It's the media, stupid
Short version: In the last three days, most of the media vented too many pre/during/post Romania country report thoughts, missed out on the story of the FBI wiretapping them, ignored the real number of National Guard troops to adorn the US-Mexican border, wasted time debating a reality show about a deviant (the icky kind) relationship, and some really bright 'uns mistook a cab driver for a computer expert on live television. Good times.
Continues: The last couple of days led to a profound understanding on my part as to how abstract a notion sanity really is. Hell, the last couple of days turned me into a character of Waking life.

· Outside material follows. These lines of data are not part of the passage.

PR #532, opened 2023-03-20
WIP - VB-2025, update typescript major version

hutcheonb-moj:
## Description
Update typescript major version
Update all other npm recommendations

Added an exported type for FlashData for all relevant tests

Removed `suppressImplicitAnyIndexErrors` from the `tsconfig.ts`, some methods had to be changed slightly since the type's are now more strict

### DIFF
--- a/server/routes/visitJourney/additionalSupport.test.ts
+++ b/server/routes/visitJourney/additionalSupport.test.ts
@@ -2,15 +2,14 @@ import type { Express } from 'express'
 import request from 'supertest'
 import { SessionData } from 'express-session'
 import * as cheerio from 'cheerio'
-import { VisitSessionData } from '../../@types/bapv'
+import { FlashData, VisitSessionData } from '../../@types/bapv'
 import { appWithAllRoutes, flashProvider } from '../testutils/appSetup'
 import { VisitorSupport } from '../../data/visitSchedulerApiTypes'
 import TestData from '../testutils/testData'
 
 let sessionApp: Express
 
-// Requires bringing in line with the other implementation used, caused issues
-let flashData: Record<'errors' | 'formValues', Record<string, string | string[]>[]>
+let flashData: FlashData
 
 let visitSessionData: VisitSessionData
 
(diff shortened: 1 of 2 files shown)


psoleckimoj (dismissed):
LGTM, could just add `"ignoreDeprecations": "5.0"` to the `.tsignore` file for now? Although I'm happy for this as it's easier to spot issues we need to fix 👍

server/routes/changeEstablishment.ts
```diff
@@ -93,6 +93,7 @@ async function getAvailablePrisonsForUser(
   Object.keys(supportedPrisons)
     .filter(prisonId => userCaseLoadsIds.includes(prisonId))
     .forEach(prisonId => {
+      // @ts-ignore
```
tpmcgowan, line 96: You can remove the `@ts-ignore` and fix the type error in this file by changing line 91 to:
```typescript
const availablePrisonsForUser: Record<string, string> = {}
```

server/routes/visitJourney/additionalSupport.test.ts
```diff
@@ -20,6 +20,7 @@ const availableSupportTypes = TestData.supportTypes()
 beforeEach(() => {
   flashData = { errors: [], formValues: [] }
   flashProvider.mockImplementation(key => {
+    // @ts-ignore
```
tpmcgowan, line 23: You can remove this `@ts-ignore` by changing the line above to:
```typescript
flashProvider.mockImplementation((key: 'errors' | 'formValues') => {
```
So that the index into the  `flashData` object is explicitly typed. Similar fix for most of the other files I think.

(As this is repeated across lots of these test files, we might be able to do something cleverer in future... 🧐)

tpmcgowan (commented):
Had a look at this locally and have added a couple of suggestions for how these TypeScript errors could be fixed. One of them should fix a lot of the errors as it's a repeated error.

Agree with Paul that we could add the ignore option, but as they look pretty fixable and there aren't too many probably worth having a go sorting them...

server/routes/prisoner.test.ts
```diff
@@ -22,9 +22,12 @@ const prisonerSearchService = createMockPrisonerSearchService()
 const visitSessionsService = createMockVisitSessionsService()
 
 const prisonId = 'HEI'
-let flashData: Record<string, string[] | Record<string, string>[]>
+
 let visitSessionData: Partial<VisitSessionData>
 
+type FlashData = Record<string, string[] | Record<string, string>[]>
```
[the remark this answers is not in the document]
hutcheonb-moj: just added to `bapv.d.ts`, think that's the only correct place for it to go?

tpmcgowan (approved):
LGTM!

PR #533, opened 2023-03-22
Update to node18/npm9, redis 7, typescript 5 and others

psoleckimoj:


tsconfig.json
```diff
@@ -16,7 +16,8 @@
     "noImplicitAny": true,
     "experimentalDecorators": true,
     "typeRoots": ["./server/@types", "./node_modules/@types"],
-    "lib": ["es5", "es2015.promise"]
+    "lib": ["es5", "es2015.promise"],
+    "ignoreDeprecations": "5.0"
```
tpmcgowan, line 20: I don't think we need to add this `ignoreDeprecations` as things flagged by that were fixed in Ben's last PR

psoleckimoj: Ahh yes, forgot about this!

psoleckimoj: Removed.

package.json
```diff
@@ -10,7 +10,7 @@
     "compile-sass": "sass --quiet-deps --no-source-map --load-path=node_modules/govuk-frontend --load-path=node_modules/@ministryofjustice/frontend --load-path=. ./assets/sass/application.sass:./assets/stylesheets/application.css --style compressed",
     "watch-ts": "tsc -w",
     "watch-views": "nodemon --watch server/views -e html,njk -x npm run copy-views",
-    "watch-node": "DEBUG=gov-starter-server* nodemon -r dotenv/config --watch dist/ dist/server.js | bunyan -o short",
+    "watch-node": "DEBUG=gov-starter-server* nodemon --watch dist/ dist/server.js | bunyan -o short",
```
psoleckimoj, line 13: @tpmcgowan not sure on this one, I did a pull before starting but didn't change this file 🤔

tpmcgowan: We need the `-r dotenv/config` otherwise it won't load from `.env`. I added this recently when I incorporated changes from https://github.com/ministryofjustice/hmpps-template-typescript/pull/120. Just tried locally and I think this is the case (on a train with patchy signal so hard to be 100% sure 🚂!)

psoleckimoj: Fixed!

tsconfig.json
tpmcgowan: 👍 tbh I don't think it's needed in the template app either - but haven't had time to check yet....

tpmcgowan (approved):
LGTM!

PR #535, opened 2023-03-22
VB-2004 Add session check for additional support

tpmcgowan:
Add check for additional support in the session check middleware, to ensure it is set at the appropriate point in the journey.

(As part of efforts to debug VB-2004, whereby users are occasionally arriving at the 'Check your booking' page with this data not in the session.)


psoleckimoj (approved):
LGTM!

PR #536, opened 2023-03-29
VB-2073 Update dependencies & fix issues identified by CodeQL scan

tpmcgowan:
* Update dependencies
* put `dotenv` back into `devDependencies`
* fix linting errors relating to Cypress
* fix some issues identified by CodeQL scan


integration_tests/pages/additionalSupport.ts
```diff
@@ -8,7 +8,7 @@ export default class AdditionalSupportPage extends Page {
   additionalSupportRequired = (): PageElement => cy.get('[data-test=support-required-yes]')
 
   enterOtherSupportDetails = (details: string): void => {
-    cy.get('#otherSupportDetails').clear().type(details)
```
tpmcgowan, line 11: Updated lint rules for Cypress complained about chaining after `.clear()`. I just removed it because it's currently unnecessary: the inputs _should_ generally be empty - something's gone wrong if they're not. (May need to revisit this in some specific cases - e.g. where things may be pre-populated when testing update journey...)

server/routes/search.ts
```diff
@@ -52,8 +52,8 @@ export default function routes({ auditService, prisonerSearchService, visitSessi
   get(['/prisoner/results', '/prisoner-visit/results'], async (req, res) => {
     const { prisonId } = req.session.selectedEstablishment
     const isVisit = req.originalUrl.includes('-visit')
-    const search = (req.query.search || '') as string
-    const currentPage = (req.query.page || '') as string
+    const search = typeof req.query.search === 'string' ? req.query.search : ''
```
tpmcgowan, line 55: CodeQL flagged these as unsafe because query params can be of type `string` or `string[]`. Just casting it with `as string` placates typescript but doesn't address the actual problem of inadvertently letting an array through when you're just expecting a string.

server/routes/visit.test.ts
```diff
@@ -340,7 +340,7 @@ describe('/visit/:reference', () => {
           expect($('.govuk-back-link').length).toBe(0)
           expect($('[data-test="reference"]').text()).toBe('ab-cd-ef-gh')
 
-          expect(res.text).toContain(`This booking is not for ${supportedPrisons.BLI.replace('&', '&amp;')}`)
+          expect(res.text).toContain(`This booking is not for ${supportedPrisons.BLI.replace(/&/g, '&amp;')}`)
```
tpmcgowan, line 343: Another issue flagged by CodeQL. I didn't realise that `replace` only replaces the first instance in a string. Using a regex with `/g` (global) option does them all. Obviously only a test file and not really an issue here but figured I may as well write it 'properly' 🤓!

Even if you're from, say, Orange County (and yes, this is supposed to be a mean unsubstantiated insult since I've never been), surely you must have heard by now that the European Commission released a country report Tuesday recommending 2007 or 2008 as the European Union entry date for Bulgaria and Romania (well, it's 2007, but they reserved the right to change their minds in October - this the sweetest shortest I could find).
So Monday-ish (in some instances way earlier) the Romanian media one-upped each other at the hypothesis game (which I'm told is quite usual on the eve of such great events - like the extensive coverage last year of the last days of Pope John Paul II). Nevermind the plethora of stories focused on what experts and analysts thought the report would/should say - I do get that and I did play my part.
But the infamous sources reared their ugly anonymous heads. Official sources, government sources, sources in Brussels, sources in Strasbourg, sources in Sofia, sources in Bucharest, all and their families were given ample play time - which is hilarious really, considering the options were limited to: EU entry in 2007 (the simple kind, or with some decision-making rights lifted), 2008, or a postponement of the recommendation until the October country report.
But the mills kept on milling variations of the above giving reporters something to obsess about all through Monday and early Tuesday. Lift curtain, release report, let the analyses, pointing of fingers and rubbing of hands begin.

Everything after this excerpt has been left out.